Keeping every word in place, write out the entries that come next.

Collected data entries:
::::

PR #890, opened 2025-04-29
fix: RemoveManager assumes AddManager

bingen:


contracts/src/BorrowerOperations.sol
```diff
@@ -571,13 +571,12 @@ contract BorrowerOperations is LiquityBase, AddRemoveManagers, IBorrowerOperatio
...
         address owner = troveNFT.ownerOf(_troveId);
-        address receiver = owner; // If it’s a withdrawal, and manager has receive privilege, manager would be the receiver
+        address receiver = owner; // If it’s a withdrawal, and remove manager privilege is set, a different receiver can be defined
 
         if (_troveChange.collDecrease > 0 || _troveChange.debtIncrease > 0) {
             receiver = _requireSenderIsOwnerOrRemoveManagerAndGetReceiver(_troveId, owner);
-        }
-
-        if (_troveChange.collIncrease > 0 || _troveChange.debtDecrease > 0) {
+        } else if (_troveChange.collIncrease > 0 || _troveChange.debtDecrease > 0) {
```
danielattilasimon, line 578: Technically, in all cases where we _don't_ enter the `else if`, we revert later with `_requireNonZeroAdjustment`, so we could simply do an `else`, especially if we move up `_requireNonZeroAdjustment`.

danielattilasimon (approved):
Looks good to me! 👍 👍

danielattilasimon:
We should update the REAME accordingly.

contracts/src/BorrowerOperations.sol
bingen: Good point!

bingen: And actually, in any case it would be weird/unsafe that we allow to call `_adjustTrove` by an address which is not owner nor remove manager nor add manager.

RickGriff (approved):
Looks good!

::::

▸ Response:
PR #890, opened 2025-04-29
fix: RemoveManager assumes AddManager

bingen:


contracts/src/BorrowerOperations.sol
```diff
@@ -571,13 +571,12 @@ contract BorrowerOperations is LiquityBase, AddRemoveManagers, IBorrowerOperatio
...
         address owner = troveNFT.ownerOf(_troveId);
-        address receiver = owner; // If it’s a withdrawal, and manager has receive privilege, manager would be the receiver
+        address receiver = owner; // If it’s a withdrawal, and remove manager privilege is set, a different receiver can be defined
 
         if (_troveChange.collDecrease > 0 || _troveChange.debtIncrease > 0) {
             receiver = _requireSenderIsOwnerOrRemoveManagerAndGetReceiver(_troveId, owner);
-        }
-
-        if (_troveChange.collIncrease > 0 || _troveChange.debtDecrease > 0) {
+        } else if (_troveChange.collIncrease > 0 || _troveChange.debtDecrease > 0) {
```
danielattilasimon, line 578: Technically, in all cases where we _don't_ enter the `else if`, we revert later with `_requireNonZeroAdjustment`, so we could simply do an `else`, especially if we move up `_requireNonZeroAdjustment`.

danielattilasimon (approved):
Looks good to me! 👍 👍

danielattilasimon:
We should update the REAME accordingly.

contracts/src/BorrowerOperations.sol
bingen: Good point!

bingen: And actually, in any case it would be weird/unsafe that we allow to call `_adjustTrove` by an address which is not owner nor remove manager nor add manager.

RickGriff (approved):
Looks good!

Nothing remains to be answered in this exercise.